Juncus digitatus
- Conservation status: Critically Imperiled (NatureServe)

Scientific classification
- Kingdom: Plantae
- Clade: Embryophytes
- Clade: Tracheophytes
- Clade: Spermatophytes
- Clade: Angiosperms
- Clade: Monocots
- Clade: Commelinids
- Order: Poales
- Family: Juncaceae
- Genus: Juncus
- Species: J. digitatus
- Binomial name: Juncus digitatus C.W.Witham & Zika

= Juncus digitatus =

- Genus: Juncus
- Species: digitatus
- Authority: C.W.Witham & Zika

Species of grass

Juncus digitatus is a rare species of rush known by the common name finger rush. It is endemic to Shasta County, California, where it is known from only two occurrences near Shingletown. It occurs in spring-moist habitat such as vernal pools in sunny locations in the foothills of the southernmost Cascade Range. The plant was first collected in 1991 and described to science as a new species in 2008.

==Description==
Juncus digitatus is an annual herb forming small, dense clumps of thin, almost hairlike stems which are red in color much of the time and measure up to 10 centimeters tall. The leaves have blades no more than about 2 centimeters long and are mostly limited to the base of the plant.

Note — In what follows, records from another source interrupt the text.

PR #20, opened 2024-04-25
OUT-313 | API - ViewSettings

rrojan:
### Tasks

- [OUT-313 | API - ViewSettings](https://linear.app/copilotplatforms/issue/OUT-313/api-viewsettings)

### Changes

- [x] Add schema for ViewSettings table
- [x] Add GET endpoint to fetch latest ViewSettings preferences for IU 
- [x] Add PATCH endpoint to update ViewSettings preferences
- [x] Add DTO for typesafe fetching from frontend 

### Testing Criteria

- [x] Tested GET endpoint for `/api/view-settings`
- [x] Tested PATCH endpoint for `/api/view-settings`
- [x] [LOOM](https://www.loom.com/share/129cae3e135f45a082670e478c232620?sid=082a10b2-0210-474d-b881-d3035555d0cf)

The inflorescence is a single flower or a cluster of up to 8 flowers at the tips of the stems. Each flower has six lance-shaped tepals a few millimeters in length which are reddish to greenish darkening to purplish near the tips. The fruit is a red or brownish, fingerlike capsule 1 to 2 centimeters long.

- Conservation
Juncus digitatus is most closely related to Juncus triformis, which grows alongside it in one of the populations but not the other. Both populations of the plant are threatened.

Suitable habitat has been reduced by the conversion of the land to agriculture. The spring water that feeds its natural habitat has been diverted by pipeline from one population, and the other may be impacted by ornamental rock mining.